Lines in the listing below containing the string "external" are to be identified and copied.

══════

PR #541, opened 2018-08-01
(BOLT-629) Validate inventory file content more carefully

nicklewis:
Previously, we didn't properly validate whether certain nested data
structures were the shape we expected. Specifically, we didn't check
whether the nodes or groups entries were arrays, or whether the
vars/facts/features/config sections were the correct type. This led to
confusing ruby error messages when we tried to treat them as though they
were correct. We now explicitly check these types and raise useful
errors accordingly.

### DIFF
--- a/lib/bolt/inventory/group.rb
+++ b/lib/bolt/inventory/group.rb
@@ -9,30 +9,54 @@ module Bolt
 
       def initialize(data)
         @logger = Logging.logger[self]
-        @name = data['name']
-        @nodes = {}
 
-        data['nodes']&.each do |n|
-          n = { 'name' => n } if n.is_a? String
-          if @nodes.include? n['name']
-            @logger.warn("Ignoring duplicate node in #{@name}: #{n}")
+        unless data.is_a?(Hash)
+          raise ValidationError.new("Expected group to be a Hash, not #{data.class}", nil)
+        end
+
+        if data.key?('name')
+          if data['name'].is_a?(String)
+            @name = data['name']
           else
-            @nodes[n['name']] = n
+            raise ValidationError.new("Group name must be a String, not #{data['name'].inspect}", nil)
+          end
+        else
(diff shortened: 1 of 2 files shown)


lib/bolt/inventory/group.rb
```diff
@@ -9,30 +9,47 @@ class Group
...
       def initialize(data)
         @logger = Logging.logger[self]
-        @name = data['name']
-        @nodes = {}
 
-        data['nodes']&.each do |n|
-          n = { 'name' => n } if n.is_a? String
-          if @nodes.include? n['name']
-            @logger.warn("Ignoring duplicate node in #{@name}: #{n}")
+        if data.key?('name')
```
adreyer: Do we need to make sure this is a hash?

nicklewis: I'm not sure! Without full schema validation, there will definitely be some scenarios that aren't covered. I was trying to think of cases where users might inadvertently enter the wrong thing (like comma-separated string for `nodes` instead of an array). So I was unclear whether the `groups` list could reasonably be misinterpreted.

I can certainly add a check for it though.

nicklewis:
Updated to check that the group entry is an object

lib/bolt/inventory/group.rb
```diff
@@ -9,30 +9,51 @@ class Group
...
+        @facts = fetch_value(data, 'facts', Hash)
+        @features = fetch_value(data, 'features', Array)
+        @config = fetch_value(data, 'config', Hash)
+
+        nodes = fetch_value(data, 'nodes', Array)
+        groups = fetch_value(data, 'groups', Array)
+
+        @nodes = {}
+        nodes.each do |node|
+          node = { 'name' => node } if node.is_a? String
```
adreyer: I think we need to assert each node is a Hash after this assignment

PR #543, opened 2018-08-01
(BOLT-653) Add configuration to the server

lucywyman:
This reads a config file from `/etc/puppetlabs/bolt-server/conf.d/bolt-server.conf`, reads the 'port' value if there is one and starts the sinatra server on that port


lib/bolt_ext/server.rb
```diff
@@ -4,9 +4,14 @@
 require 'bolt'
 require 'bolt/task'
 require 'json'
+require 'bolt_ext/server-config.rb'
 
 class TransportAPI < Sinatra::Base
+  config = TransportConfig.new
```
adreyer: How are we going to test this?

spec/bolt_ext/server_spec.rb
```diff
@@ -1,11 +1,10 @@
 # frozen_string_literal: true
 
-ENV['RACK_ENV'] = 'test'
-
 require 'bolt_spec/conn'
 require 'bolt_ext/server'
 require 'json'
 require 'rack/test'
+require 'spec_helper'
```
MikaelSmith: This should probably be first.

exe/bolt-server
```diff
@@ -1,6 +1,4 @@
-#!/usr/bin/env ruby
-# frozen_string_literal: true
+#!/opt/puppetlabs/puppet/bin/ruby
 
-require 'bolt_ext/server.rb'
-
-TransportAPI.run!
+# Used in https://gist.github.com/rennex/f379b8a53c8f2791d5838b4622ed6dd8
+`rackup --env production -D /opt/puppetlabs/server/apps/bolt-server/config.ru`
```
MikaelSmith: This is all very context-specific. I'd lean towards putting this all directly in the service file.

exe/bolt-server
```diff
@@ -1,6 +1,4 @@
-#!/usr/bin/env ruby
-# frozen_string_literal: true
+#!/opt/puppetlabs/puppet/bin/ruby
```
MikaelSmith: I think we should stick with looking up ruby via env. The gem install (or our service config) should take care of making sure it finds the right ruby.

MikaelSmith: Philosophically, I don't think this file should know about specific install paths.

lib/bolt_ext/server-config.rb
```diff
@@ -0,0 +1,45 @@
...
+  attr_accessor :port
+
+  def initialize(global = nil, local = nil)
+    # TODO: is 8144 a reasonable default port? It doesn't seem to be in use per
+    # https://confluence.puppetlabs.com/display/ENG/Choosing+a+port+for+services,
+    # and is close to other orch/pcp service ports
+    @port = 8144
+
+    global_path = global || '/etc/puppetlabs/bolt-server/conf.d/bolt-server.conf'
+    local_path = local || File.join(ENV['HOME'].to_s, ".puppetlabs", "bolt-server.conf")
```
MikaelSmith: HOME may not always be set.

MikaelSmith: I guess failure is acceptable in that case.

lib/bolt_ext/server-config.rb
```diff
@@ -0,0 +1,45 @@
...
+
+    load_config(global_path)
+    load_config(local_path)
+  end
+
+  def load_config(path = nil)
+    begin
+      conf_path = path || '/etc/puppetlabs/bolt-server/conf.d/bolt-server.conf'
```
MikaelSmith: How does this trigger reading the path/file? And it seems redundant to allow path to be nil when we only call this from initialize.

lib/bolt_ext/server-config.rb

══════

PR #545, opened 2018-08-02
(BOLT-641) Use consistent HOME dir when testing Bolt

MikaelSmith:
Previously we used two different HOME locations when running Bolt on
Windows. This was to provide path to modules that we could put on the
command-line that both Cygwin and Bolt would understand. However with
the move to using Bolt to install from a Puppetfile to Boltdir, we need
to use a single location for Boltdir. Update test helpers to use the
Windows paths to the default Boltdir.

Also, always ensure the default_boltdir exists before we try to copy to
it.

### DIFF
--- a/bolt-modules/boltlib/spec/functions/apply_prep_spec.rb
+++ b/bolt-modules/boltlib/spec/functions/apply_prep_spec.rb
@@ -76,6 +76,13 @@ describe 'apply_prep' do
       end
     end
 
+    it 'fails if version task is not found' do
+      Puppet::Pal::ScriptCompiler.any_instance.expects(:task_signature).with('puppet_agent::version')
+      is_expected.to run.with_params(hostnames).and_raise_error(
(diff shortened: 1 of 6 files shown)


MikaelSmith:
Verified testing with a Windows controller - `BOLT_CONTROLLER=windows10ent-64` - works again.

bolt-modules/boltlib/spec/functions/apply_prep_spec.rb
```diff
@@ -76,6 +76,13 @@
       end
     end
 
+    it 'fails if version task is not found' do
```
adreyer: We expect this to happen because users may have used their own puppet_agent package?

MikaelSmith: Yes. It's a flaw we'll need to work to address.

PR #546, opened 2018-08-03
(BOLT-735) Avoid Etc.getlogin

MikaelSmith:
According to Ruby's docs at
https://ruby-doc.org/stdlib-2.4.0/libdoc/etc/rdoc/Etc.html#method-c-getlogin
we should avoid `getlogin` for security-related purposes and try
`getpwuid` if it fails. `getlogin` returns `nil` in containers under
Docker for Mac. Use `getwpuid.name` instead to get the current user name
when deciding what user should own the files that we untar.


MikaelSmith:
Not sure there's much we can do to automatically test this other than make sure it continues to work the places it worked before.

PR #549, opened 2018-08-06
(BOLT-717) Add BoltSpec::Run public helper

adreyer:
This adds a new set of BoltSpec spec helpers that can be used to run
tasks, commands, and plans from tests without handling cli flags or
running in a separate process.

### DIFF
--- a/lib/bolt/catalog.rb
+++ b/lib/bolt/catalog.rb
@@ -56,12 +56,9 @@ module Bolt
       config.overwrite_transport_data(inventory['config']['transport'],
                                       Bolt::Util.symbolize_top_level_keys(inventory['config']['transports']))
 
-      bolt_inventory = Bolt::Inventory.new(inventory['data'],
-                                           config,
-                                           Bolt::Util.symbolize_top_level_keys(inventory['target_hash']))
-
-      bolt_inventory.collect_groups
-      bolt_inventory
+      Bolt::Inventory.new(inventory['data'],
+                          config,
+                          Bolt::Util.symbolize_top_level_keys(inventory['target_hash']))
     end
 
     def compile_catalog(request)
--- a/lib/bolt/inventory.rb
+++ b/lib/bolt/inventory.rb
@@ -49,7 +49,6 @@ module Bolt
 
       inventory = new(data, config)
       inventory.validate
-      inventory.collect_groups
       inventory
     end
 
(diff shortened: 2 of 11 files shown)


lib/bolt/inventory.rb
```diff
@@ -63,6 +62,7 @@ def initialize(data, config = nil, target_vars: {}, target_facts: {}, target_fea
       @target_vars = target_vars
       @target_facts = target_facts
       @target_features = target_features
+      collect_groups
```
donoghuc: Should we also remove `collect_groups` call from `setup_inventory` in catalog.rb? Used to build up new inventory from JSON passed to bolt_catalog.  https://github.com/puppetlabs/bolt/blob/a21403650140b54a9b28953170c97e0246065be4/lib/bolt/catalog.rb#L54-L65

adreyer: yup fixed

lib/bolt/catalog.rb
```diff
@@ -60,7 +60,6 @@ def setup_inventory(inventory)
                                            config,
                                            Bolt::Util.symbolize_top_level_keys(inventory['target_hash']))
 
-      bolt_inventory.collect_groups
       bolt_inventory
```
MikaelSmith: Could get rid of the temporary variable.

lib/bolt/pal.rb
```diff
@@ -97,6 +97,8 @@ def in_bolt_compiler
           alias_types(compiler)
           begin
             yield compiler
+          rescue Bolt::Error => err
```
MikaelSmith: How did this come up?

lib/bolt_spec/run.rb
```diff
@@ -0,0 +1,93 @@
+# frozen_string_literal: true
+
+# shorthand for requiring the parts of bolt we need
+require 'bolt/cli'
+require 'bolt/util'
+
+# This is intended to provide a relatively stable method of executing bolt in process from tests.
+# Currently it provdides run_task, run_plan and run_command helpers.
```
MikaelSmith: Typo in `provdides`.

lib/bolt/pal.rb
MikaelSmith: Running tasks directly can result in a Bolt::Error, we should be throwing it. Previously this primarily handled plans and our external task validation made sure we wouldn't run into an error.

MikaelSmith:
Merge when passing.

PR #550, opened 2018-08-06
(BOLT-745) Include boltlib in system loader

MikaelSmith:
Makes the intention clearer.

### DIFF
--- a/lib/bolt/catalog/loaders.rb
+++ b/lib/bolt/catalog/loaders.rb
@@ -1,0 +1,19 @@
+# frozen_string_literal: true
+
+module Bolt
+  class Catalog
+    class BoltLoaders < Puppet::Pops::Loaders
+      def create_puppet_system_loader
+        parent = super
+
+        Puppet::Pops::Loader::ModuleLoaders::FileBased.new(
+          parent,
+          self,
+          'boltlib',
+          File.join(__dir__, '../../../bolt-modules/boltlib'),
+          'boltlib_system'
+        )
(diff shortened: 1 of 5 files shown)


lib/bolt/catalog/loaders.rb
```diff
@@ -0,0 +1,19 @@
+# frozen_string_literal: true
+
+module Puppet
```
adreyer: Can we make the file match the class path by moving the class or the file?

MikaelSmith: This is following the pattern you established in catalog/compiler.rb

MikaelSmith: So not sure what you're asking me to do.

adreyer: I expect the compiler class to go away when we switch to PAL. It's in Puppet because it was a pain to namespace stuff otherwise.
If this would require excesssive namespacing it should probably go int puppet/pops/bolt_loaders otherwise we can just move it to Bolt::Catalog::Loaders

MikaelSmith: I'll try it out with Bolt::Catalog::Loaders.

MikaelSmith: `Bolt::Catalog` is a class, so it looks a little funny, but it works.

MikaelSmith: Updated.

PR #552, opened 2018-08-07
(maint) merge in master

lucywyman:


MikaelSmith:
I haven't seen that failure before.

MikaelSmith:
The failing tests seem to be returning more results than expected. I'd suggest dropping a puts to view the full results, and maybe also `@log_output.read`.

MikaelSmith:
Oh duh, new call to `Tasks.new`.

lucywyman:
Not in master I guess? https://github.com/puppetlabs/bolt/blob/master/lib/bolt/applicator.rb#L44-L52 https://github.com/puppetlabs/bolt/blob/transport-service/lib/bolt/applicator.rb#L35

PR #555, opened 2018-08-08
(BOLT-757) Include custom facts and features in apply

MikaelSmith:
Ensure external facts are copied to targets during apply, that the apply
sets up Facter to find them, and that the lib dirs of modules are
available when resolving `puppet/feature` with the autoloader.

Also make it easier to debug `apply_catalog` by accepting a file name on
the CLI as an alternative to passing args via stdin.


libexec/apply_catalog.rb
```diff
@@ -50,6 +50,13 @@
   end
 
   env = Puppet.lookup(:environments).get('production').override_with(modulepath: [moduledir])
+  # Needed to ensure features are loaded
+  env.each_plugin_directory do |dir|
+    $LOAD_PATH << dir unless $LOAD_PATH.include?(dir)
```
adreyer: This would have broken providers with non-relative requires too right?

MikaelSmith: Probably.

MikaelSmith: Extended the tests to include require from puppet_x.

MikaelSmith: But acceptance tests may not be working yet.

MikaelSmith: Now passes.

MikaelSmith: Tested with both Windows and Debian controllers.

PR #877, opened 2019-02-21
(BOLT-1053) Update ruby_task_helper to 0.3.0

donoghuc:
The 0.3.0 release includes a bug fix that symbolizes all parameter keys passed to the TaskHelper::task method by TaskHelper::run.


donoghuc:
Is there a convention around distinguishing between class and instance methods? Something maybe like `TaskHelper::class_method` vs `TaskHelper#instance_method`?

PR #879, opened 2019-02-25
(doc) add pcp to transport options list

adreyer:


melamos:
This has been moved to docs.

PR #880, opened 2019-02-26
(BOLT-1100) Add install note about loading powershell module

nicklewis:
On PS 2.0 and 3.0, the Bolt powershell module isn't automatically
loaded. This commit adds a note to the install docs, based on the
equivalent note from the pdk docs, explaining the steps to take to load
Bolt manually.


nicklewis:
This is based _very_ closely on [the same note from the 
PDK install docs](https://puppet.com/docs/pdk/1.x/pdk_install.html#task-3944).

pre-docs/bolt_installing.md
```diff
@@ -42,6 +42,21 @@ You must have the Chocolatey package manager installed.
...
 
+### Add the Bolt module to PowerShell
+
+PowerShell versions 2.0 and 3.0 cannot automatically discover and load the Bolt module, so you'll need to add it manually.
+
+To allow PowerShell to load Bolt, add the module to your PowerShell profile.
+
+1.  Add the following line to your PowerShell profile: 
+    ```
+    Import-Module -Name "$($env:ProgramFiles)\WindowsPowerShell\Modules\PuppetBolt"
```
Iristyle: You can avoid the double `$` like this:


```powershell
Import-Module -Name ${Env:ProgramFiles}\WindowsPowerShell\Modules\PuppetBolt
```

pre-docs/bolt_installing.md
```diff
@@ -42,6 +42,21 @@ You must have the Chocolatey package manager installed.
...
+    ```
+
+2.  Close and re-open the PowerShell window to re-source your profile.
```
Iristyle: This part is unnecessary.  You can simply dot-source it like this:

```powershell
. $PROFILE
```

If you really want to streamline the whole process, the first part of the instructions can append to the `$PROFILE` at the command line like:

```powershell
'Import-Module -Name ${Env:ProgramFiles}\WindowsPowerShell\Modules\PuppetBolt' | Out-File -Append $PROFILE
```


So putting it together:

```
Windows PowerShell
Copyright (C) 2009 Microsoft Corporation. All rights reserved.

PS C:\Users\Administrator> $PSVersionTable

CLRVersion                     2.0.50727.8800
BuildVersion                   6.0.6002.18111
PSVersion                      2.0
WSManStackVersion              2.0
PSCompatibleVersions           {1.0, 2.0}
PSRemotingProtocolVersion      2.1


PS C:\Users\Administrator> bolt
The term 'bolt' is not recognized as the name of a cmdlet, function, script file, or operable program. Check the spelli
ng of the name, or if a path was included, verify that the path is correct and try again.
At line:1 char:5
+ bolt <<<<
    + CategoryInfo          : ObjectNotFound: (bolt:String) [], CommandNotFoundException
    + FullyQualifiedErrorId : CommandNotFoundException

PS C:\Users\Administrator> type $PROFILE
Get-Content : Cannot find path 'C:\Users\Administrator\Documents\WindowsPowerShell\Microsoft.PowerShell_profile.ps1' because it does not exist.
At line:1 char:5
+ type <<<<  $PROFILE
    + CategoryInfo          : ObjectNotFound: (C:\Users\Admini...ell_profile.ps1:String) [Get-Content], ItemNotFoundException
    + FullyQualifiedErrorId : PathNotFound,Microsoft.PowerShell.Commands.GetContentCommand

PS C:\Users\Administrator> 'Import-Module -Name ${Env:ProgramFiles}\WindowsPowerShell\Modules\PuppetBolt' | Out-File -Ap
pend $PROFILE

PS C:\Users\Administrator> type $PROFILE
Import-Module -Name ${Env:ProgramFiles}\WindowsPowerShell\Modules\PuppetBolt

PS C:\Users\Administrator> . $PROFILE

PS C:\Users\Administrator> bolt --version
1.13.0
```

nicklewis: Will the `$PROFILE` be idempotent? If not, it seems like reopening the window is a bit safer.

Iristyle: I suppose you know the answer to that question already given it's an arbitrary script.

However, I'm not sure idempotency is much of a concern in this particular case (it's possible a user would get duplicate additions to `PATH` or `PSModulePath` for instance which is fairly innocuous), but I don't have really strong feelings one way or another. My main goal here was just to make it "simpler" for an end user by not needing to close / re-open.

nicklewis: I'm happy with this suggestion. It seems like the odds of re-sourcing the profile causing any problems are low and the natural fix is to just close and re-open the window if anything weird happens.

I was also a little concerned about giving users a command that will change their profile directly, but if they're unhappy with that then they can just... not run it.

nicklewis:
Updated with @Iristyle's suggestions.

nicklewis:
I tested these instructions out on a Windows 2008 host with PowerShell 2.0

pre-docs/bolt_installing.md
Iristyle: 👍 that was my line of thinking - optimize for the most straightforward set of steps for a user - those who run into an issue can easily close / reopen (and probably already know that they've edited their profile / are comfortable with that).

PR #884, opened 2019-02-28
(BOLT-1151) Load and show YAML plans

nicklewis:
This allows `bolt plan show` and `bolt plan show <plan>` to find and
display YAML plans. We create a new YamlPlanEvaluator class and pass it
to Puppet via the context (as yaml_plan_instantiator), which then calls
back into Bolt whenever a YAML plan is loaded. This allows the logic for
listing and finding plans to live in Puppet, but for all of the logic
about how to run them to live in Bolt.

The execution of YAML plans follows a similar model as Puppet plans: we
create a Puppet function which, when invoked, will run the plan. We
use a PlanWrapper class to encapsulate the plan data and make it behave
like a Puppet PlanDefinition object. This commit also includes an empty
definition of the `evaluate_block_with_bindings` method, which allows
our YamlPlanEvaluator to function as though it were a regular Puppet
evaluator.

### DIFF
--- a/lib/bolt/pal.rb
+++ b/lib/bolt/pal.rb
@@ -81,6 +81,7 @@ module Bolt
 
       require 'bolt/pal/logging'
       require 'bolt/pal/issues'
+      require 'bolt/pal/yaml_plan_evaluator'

══════

Answer to this problem:
MikaelSmith: Running tasks directly can result in a Bolt::Error, we should be throwing it. Previously this primarily handled plans and our external task validation made sure we wouldn't run into an error.
Ensure external facts are copied to targets during apply, that the apply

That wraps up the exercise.